Aprovado o projeto, os deputados opositores devem
continuar acionando a Justiça, tentativas que até agora não deram resultado.
Eles argumentam que a privatização não deveria ter
ocorrido por projeto de lei ordinária, mas por proposta de emenda à
Constituição do estado, que prevê, na interpretação deles, que a operação do
saneamento seja estatal.
A Constituição diz, em seu artigo 216, que o estado
"assegurará condições para a correta operação, necessária ampliação e
eficiente administração dos serviços de saneamento básico prestados por
concessionária sob seu controle acionário".
Para a base, isso não significa que a operação tem que ser
estatal, apenas que as condições precisam ser garantidas.

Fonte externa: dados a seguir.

PR #10613, opened 2026-05-15
Enhanced layering management

bsekachev:
### Motivation and context

This PR improves z-order/layer workflows in the annotation UI.

Changes include:
- Added layer stack support in the objects sidebar when sorting by z-order.
- Added drag-and-drop actions to move objects between layers, create new layers, and merge/move existing layers.
- Added layer compaction to re-enumerate z-order layers.
- Added an “Open layer stack” canvas button with the current layer number.
- Added z-order filtering for annotations.
- Added canvas object text support for displaying the object layer.
- Added a `Layer` option to workspace object text settings.

### How has this been tested?

Ran:
- `yarn --cwd cvat_enterprise/cvat/cvat-core type-check`
- `yarn --cwd cvat_enterprise/cvat/cvat-ui lint --quiet src/components/annotation-page/top-bar/filters-modal.tsx`
- `yarn --cwd cvat_enterprise/cvat/cvat-ui lint --quiet src/components/header/settings-modal/workspace-settings.tsx`
- `yarn --cwd cvat_enterprise/cvat/cvat-ui lint --quiet src/components/annotation-page/canvas/views/canvas2d/canvas-wrapper.tsx`
- `git diff --check`

Also ran `yarn --cwd cvat_enterprise/cvat/cvat-canvas build`; webpack completed, but TypeScript reported existing unrelated `Uint8ClampedArray` generic errors in `cvat-canvas/src/typescript/shared.ts`.

### Checklist

### License


cvat-ui/src/containers/annotation-page/standard-workspace/objects-side-bar/objects-list.tsx
```diff
@@ -75,6 +75,8 @@ interface DispatchToProps {
     changeHideEditedState(value: boolean): void;
 }
 
+type LayerDragMode = 'move' | 'merge';
```
bsekachev: This extra type declaration is unnecessary. We only use it in one place.

cvat-ui/src/containers/annotation-page/standard-workspace/objects-side-bar/objects-list.tsx
```diff
@@ -342,6 +344,20 @@ function sortAndMap(objectStates: ObjectState[], ordering: StatesOrdering): numb
 
 type Props = StateToProps & DispatchToProps;
 
+function isLayerState(state: ObjectState): boolean {
+    return state.objectType !== ObjectType.TAG;
```
bsekachev: It would be better to use "white list" logic here

cvat-ui/src/containers/annotation-page/standard-workspace/objects-side-bar/objects-list.tsx
```diff
@@ -425,6 +441,114 @@ class ObjectsListContainer extends React.PureComponent<Props, State> {
         changeShowGroundTruth(!showGroundTruth);
     };
 
+    private moveObjectToLayer = (clientID: number, targetZOrder: number): void => {
+        const { updateAnnotations } = this.props;
+        const { filteredStates } = this.state;
+        const objectState = filteredStates.find((state: ObjectState): boolean => state.clientID === clientID);
+
+        if (!objectState || objectState.objectType === ObjectType.TAG || objectState.zOrder === targetZOrder) {
```
bsekachev: instead objectState.objectType === ObjectType.TAG we probably shall use isLayerState

cvat-ui/src/containers/annotation-page/standard-workspace/objects-side-bar/objects-list.tsx
```diff
@@ -425,6 +441,114 @@ class ObjectsListContainer extends React.PureComponent<Props, State> {
...
+    };
+
+    private moveObjectToNewLayer = (clientID: number, targetZOrder: number): void => {
+        const { updateAnnotations } = this.props;
+        const { filteredStates } = this.state;
+        const objectState = filteredStates.find((state: ObjectState): boolean => state.clientID === clientID);
+
+        if (!objectState || !isLayerState(objectState) || objectState.zOrder === targetZOrder) {
+            return;
+        }
```
bsekachev: This code seems to be repeated in several methods

cvat-ui/src/containers/annotation-page/standard-workspace/objects-side-bar/objects-list.tsx
```diff
@@ -425,6 +441,114 @@ class ObjectsListContainer extends React.PureComponent<Props, State> {
...
+
+        const sourceZOrder = objectState.zOrder;
+        const targetOccupied = filteredStates.some((state: ObjectState): boolean => (
```
bsekachev: This is actually not guaranteed to discover that layer is occupied. UI knows only about filtered states. It does not know about the all states from cvat-core collection. Thus, this logic probably have to implemented somewhere in cvat-core. 

But updateAnnotationsAsync saves objects one by one. And this is problem 
For example we move layer 3 to space between layer 1 and 2. 
Thus layer 3 must became layer 2. Layer 2 must be shifted. But if layer 3 have 2 objects, the first object receives layer 3. The second object does not know anything about the first object. It also inserts to layer 2, and shift both 2 and 3. Thus we get 1,2,3,4. 

Perhaps we need to implement function in annotationCollection
collection.moveOnLayer(frame, { exact?: number, before?: number, after?: number }, states)
only one of exact, before, after applicable. And one must be presented. 
The implementation must preserve batched undo/redo features. 
And shift objects from upper layers (if necessary). 

Because of the same reasons, compactLayers also must be implemented on collection.

So, the path is:
Session.moveObjectsToLayer (just wrapper) -> collection
Session.compactFrameLayers() -> collection

compactFrameLayers also must preserve batched undo/redo

for optimization purpose, both should return updated ObjectState instances for all touched objects.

A Justiça até agora
não acatou nenhuma das liminares apresentadas pela oposição.
A oposição critica também a tramitação, considerada
acelerada, já que o governo apresentou o projeto de lei com urgência, o que
permitia apenas 45 dias de discussão antes da chegada ao plenário.
Assim, comissões que deveriam debater a proposta
individualmente foram unidas em um grande "congresso de comissões" e
houve apenas uma audiência pública.
Deputados contrários chegaram a usar estratégias para
atrasar a tramitação, como a leitura de um relatório de mais de mil páginas em
uma dessas comissões, mas o projeto precisou avançar por ter sido enviado em
caráter de urgência.
Agora, a discussão deve chegar aos legislativos
municipais, onde encontrará mais resistência.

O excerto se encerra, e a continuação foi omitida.